Thermal processing cabinets or houses commonly have a floor provided with a stainless steel sheet metal tread surface. Accordingly, structure must be provided for adequately supporting the tread surface. In the case of cabinets or houses with light carrier loadings, an insulated panel floor may be used. However, where heavier loadings and/or forklift weights must be accommodated, a concrete sub-floor is usually necessary.
A common method of constructing a concrete floor assembly for a thermal processing cabinet or house begins with pouring a concrete foundation having a recess large enough to accept the footprint of the cabinet or house. Such recesses are typically formed at a depth of around 2.5 inches, with one or more drain openings. Next, the cabinet or house walls are set into the recess and a pre-formed gridwork of angle iron (typically stainless steel) is placed within the confines of the cabinet or house walls and is secured to the concrete using fasteners. The gridwork is constructed to present sloped upper most surfaces leading to the drain(s). A drain fitting is next installed, followed by a second pour of concrete covering the gridwork. The second pour is then screeded to the top surface of the gridwork to provide a drainage surface, and the tread plate is then installed by welding it in place.

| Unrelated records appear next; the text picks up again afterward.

PR #259, opened 2024-10-10
contracts-stylus: contracts: core: Split up core contract

joeykraut:
### Purpose
This PR splits up the `DarkpoolCore` contract into a `CoreSettlementContract` and `CoreWalletOpsContract` which respectively contain:
- Logic for settling trades
- Logic for updating wallets

This brings the core contract under the binary size limit

### Testing
- Deployed both contracts to testnet


contracts-stylus/src/contracts/core/core_helpers.rs
```diff
@@ -0,0 +1,355 @@
+//! Helpers for core contracts, mostly around interacting with core state
```
joeykraut, line 1: these are basically copy pasted from `darkpool_core.rs` with modifications to use the `CoreContractStorage` layout.

akirillo (approved):

PR #261, opened 2024-10-10
contracts-stylus: verifier: Split verifier into two contracts

joeykraut:
### Purpose
This PR splits the verifier contract into two contracts so that they fit under the size limit. Specifically:
- `CoreVerifierContract`: holds the core Plonk verification logic and exposes an interface to batch verify a set of proofs with optional extra arguments for proof-linking
- `SettlementVerifierContract`: sets up the batch verification bundles for match settlement proofs. This includes adding the proof linking elements and sending them as the KZG batch opening parameter to the core verifier

### Testing
- Deployed both contracts to testnet to verify sizes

This type of floor installation suffers from a number of problems. First, the floor construction requires two separate concrete pours, one for the initial recess sub-floor and a second to complete the floor after the cabinet or house walls are installed. Furthermore, the conventional floor designs inevitably create a collection basin or region between the separate concrete pours which holds water and other liquids. This provides a very effective but unwelcome environment for bacterial growth which is a very undesirable condition in food plants, in that it compromises food safety. Moreover, given that the initial concrete recess is typically at a fixed depth and the angle iron gridwork slopes to the central floor drain, the depth of the floor “thins out” or decreases in depth toward the drain. This thinning decreases the integrity of the subfloor and can lead to floor break-up or “crumbling” which eventually causes the underlying gridwork to sag. Once this occurs, the tread plate can be bent or deformed under the weight of the food carriers and/or forklifts, causing floor concavities which do not drain. Such a deformed floor condition will often hold water (known as “ponding”) which again is very undesirable from the standpoint of food safety.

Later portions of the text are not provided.